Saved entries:
PR #137, opened 2016-08-17
Fix #135: IMonitoringProducer values must be Serializable

### LINKED ISSUE #135: Serializability of the data passed to IMonitoringProducer must be defined

jd0-sag:
-this will ensure that future concerns of how to communicate monitoring data between active and passive servers will be possible
-this also required that the standard types defined in monitoring-support be made serializable
-of specific note, this means that PlatformClientFetchedEntity's ClientDescriptor had to be marked transient, since it can't be meaningfully deserialized (it is akin to deserializing a file descriptor).  These should appear in cases where this would matter, however, as these are not created by the passive
-for testing reasons, this also required the addition of hashCode() and equals() methods to these types (with the assumption that only this ClientDescriptor field can be null and only due to its transient nature)

### DIFF
--- a/monitoring-support/src/main/java/org/terracotta/monitoring/PlatformClientFetchedEntity.java
+++ b/monitoring-support/src/main/java/org/terracotta/monitoring/PlatformClientFetchedEntity.java
@@ -18,18 +18,29 @@
  */
 package org.terracotta.monitoring;
 
+import java.io.Serializable;
+
 import com.tc.classloader.CommonComponent;
 import org.terracotta.entity.ClientDescriptor;
 
 
 /**
  * A type which describes the connection between a client and an entity, created by a fetch.
+ * 
+ * WARNING:  The clientDescriptor is marked as transient since it can't be meaningfully deserialized and the cases where this
+ *  object will be used are also cases where it won't be serialized.  Be careful of using this object in these other cases.
  */
 @CommonComponent
-public class PlatformClientFetchedEntity {
-  public final String clientIdentifier;
-  public final String entityIdentifier;
-  public final ClientDescriptor clientDescriptor;
+public class PlatformClientFetchedEntity implements Serializable {
+  private static final long serialVersionUID = 4741752382657834201L;
+
+  public String clientIdentifier;
+  public String entityIdentifier;
+  public transient ClientDescriptor clientDescriptor;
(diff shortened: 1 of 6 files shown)


mathieucarbou:
If `ClientDescriptor` is transient, does it mean that if a failover occurs, we could have in the new active's monitoring tree some `PlatformClientFetchedEntity` objects having null `ClientDescriptor`s ?

More generally, since `PlatformClientFetchedEntity` represent a client that has fetched an entity, if a failover occurs, then, my guess is that all `PlatformClientFetchedEntity` should be removed and since the client will reconnect to the new active, new `PlatformClientFetchedEntity` will be created right ?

Task item —
Go line by line through the records above and copy each one containing "must".

Solution for this exercise —
Fix #135: IMonitoringProducer values must be Serializable
### LINKED ISSUE #135: Serializability of the data passed to IMonitoringProducer must be defined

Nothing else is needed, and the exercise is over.